- Directed by: Nicholas Winter
- Written by: Nicholas Winter
- Produced by: Gina Lyons
- Starring: Ricci Harnett Zara Dawson Lee Otway Jing Lusi
- Cinematography: Nicholas Winter
- Music by: Greg Harwood
- Distributed by: Porcelain Film
- Release date: 2009;
- Running time: 86 minutes
- Country: United Kingdom
- Language: English
- Budget: £20,000

= Breathe (2009 film) =

Breathe is a 2009 British independent film directed by Nicholas Winter and starring Ricci Harnett, Zara Dawson, Lee Otway and Jing Lusi.
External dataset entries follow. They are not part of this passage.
PR #203, opened 2019-05-10
Fix JSONApi sparse fieldset compliance for relationships

leepfrog:
Changes:
- query_parser: change fields resolution to be based on type instead of relationship name.
  see: https://jsonapi.org/format/#fetching-sparse-fieldsets
- query_parser_test: fix a typo in test relationship definition

Relevant section from the spec:  "A client MAY request that an endpoint return only specific fields in the response on a per-type basis by including a fields[TYPE] parameter."

### DIFF
--- a/lib/jsonapi/plugs/query_parser.ex
+++ b/lib/jsonapi/plugs/query_parser.ex
@@ -246,7 +246,7 @@ defmodule JSONAPI.QueryParser do
 
   @spec get_view_for_type(module(), String.t()) :: module() | no_return()
   def get_view_for_type(view, type) do
-    case Enum.find(view.relationships, fn {k, _v} -> Atom.to_string(k) == type end) do
+    case Enum.find(view.relationships, fn {_k, v} -> v.type == type end) do
       {_, view} -> view
       nil -> raise_invalid_field_names(type, view.type())
     end
--- a/lib/jsonapi/plugs/query_parser.ex
+++ b/lib/jsonapi/plugs/query_parser.ex
@@ -1,6 +1,6 @@
 defmodule JSONAPI.QueryParser do
   @behaviour Plug
-  alias JSONAPI.Config
+  alias JSONAPI.{Config, Deprecation}
   alias JSONAPI.Exceptions.InvalidQuery
   alias Plug.Conn
   import JSONAPI.Utils.IncludeTree
@@ -246,9 +246,26 @@ defmodule JSONAPI.QueryParser do
 
   @spec get_view_for_type(module(), String.t()) :: module() | no_return()
   def get_view_for_type(view, type) do
-    case Enum.find(view.relationships, fn {_k, v} -> v.type == type end) do
+    case Enum.find(view.relationships, fn relationship ->
+           is_field_valid_for_relationship(relationship, type)
+         end) do
       {_, view} -> view
       nil -> raise_invalid_field_names(type, view.type())
+    end
+  end
+
+  @spec is_field_valid_for_relationship({atom(), module()}, String.t()) :: boolean()
+  defp is_field_valid_for_relationship({key, view}, expected_type) do
+    cond do
+      view.type == expected_type ->
+        true
+
+      Atom.to_string(key) == expected_type ->
+        Deprecation.warn(:query_parser_fields)
+        true
+
+      true ->
+        false
     end
   end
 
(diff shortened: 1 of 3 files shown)


test/jsonapi/plugs/query_parser_test.exs
```diff
@@ -14,7 +14,7 @@ defmodule JSONAPI.QueryParserTest do
       [
         author: JSONAPI.QueryParserTest.UserView,
         comments: JSONAPI.QueryParserTest.CommentView,
-        best_friends: JSONAPI.QueryParsertTest.UserView
+        best_friends: JSONAPI.QueryParserTest.UserView
```
jherdman: Nice catch! How is this not causing any issues in our test suite?

lib/jsonapi/plugs/query_parser.ex
```diff
@@ -246,7 +246,7 @@ defmodule JSONAPI.QueryParser do
 
   @spec get_view_for_type(module(), String.t()) :: module() | no_return()
   def get_view_for_type(view, type) do
-    case Enum.find(view.relationships, fn {k, _v} -> Atom.to_string(k) == type end) do
+    case Enum.find(view.relationships, fn {_k, v} -> v.type == type end) do
```
jherdman: It looks to me that although we're matching the spec more closely with this change that it _could_ break existing user's apps. I think we'll need to support looking for a view on both the `type` and key for now, and log a deprecation warning that we'll only support the `type` parameter in 2.0.

We don't have a formal deprecation logging mechanism in play right now, but in the past we've done this:

https://github.com/jeregrine/jsonapi/commit/323eab356ff309e7d383c63d7f612d662771fd72#diff-145509c96e7086ca2b927dd4897ed875L10

test/jsonapi/plugs/query_parser_test.exs
```diff
@@ -140,8 +140,8 @@ defmodule JSONAPI.QueryParserTest do
   end
 
   test "get_view_for_type/2 raises on invalid fields" do
-    assert_raise InvalidQuery, "invalid fields, comment for type mytype", fn ->
-      get_view_for_type(MyView, "comment")
+    assert_raise InvalidQuery, "invalid fields, comments for type mytype", fn ->
```
jherdman: Per the above deprecation pathway, this test should be noted as the deprecated pathway and an additional test added to show the sanctioned way forward.

test/jsonapi/plugs/query_parser_test.exs
leepfrog: I don’t believe the code is interpreted until accessed?  (It started to complain / fail the test suite once I fixed the underlying bug)

leepfrog:
Thx!  Will make these changes and update this PR shortly.

test/jsonapi/plugs/query_parser_test.exs
jherdman: Module names are just atoms, right? So that means you can just type any module name and Elixir is okay. I found this to be a source of frustration when learning Elixir. Here's a surprising example from an IEx session:

```
~ % iex
Erlang/OTP 21 [erts-10.3.4] [source] [64-bit] [smp:4:4] [ds:4:4:10] [async-threads:1] [hipe] [dtrace]

Interactive Elixir (1.8.1) - press Ctrl+C to exit (type h() ENTER for help)
iex(1)> Foo.Bar.Baz
Foo.Bar.Baz
```

Boom. Totally okay.

leepfrog: That explains it!  Thanks!

lib/jsonapi/plugs/query_parser.ex
leepfrog: Added deprecation warning and restored original behavior (to run second after the preferred behavior)

test/jsonapi/plugs/query_parser_test.exs
leepfrog: Added a third test to capture the three cases and label on the deprecated test case.

lib/jsonapi/plugs/query_parser.ex
```diff
@@ -246,12 +246,29 @@ defmodule JSONAPI.QueryParser do
...
-    case Enum.find(view.relationships, fn {k, _v} -> Atom.to_string(k) == type end) do
+    case Enum.find(view.relationships, fn relationship ->
+           is_field_valid_for_relationship(relationship, type)
+         end) do
       {_, view} -> view
       nil -> raise_invalid_field_names(type, view.type())
     end
   end
 
+  @spec is_field_valid_for_relationship({atom(), module()}, String.t()) :: boolean()
```
leepfrog: This was the simplest way I could think of to handle the deprecation, but happy to take suggestions if needed.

The film was shot on location in London and Somerset in 2007, and debuted at the Genesis Cinema in London in 2009. Breathe was released on DVD in March 2010 and was well received at the London Independent Film Festival 2010, with Nicholas Winter taking the award for Best Director. The film has an accompanying soundtrack, composed by Greg Harwood.

== Plot ==
Bailey (Harnett) is buckling under the weight of financial pressure, family responsibilities and his own ambitions and desires. After endless parties, too many dead end jobs and family arguments Bailey becomes self-destructive—resorting to violence and severing all ties of friendship and love.

After a self-imposed exile, Bailey returns to London to apologise. However, things have changed, and not everyone is sympathetic to his sudden re-appearance and there are other who will stop at nothing to make Bailey's life a living hell. Faced with a relationship lost amongst affluence and drug fuelled parties, Bailey must accept his own limitations and confront the demons of his past.

== Cast ==
- Ricci Harnett as Bailey
- Zara Dawson as Lynn
- Lee Otway as Scott
- Jing Lusi as Lauren
- Ewan David Alman as Fraser
- Tom Bennett as Marty
- James Abbey as Policeman
- Forbes KB as Iain

== Production ==
Breathe was director Nicholas Winter's debut feature film. Winter also wrote the screenplay, shot and edited the film. As the storyline is based around Bailey's life in London, the film features much of London's picturesque skylines and scenery. Breathe was also filmed in Scotland and Somerset.

The production team wanted a cast which combined established British talent as well as up and coming actors. The film went into production late 2007, with additional photography taking place in 2008. Breathe was funded and distributed by Porcelain Film.

Breathe was nominated for Best Feature Film at the London Independent Film Festival 2010. Nicholas Winter won the award for Best Director.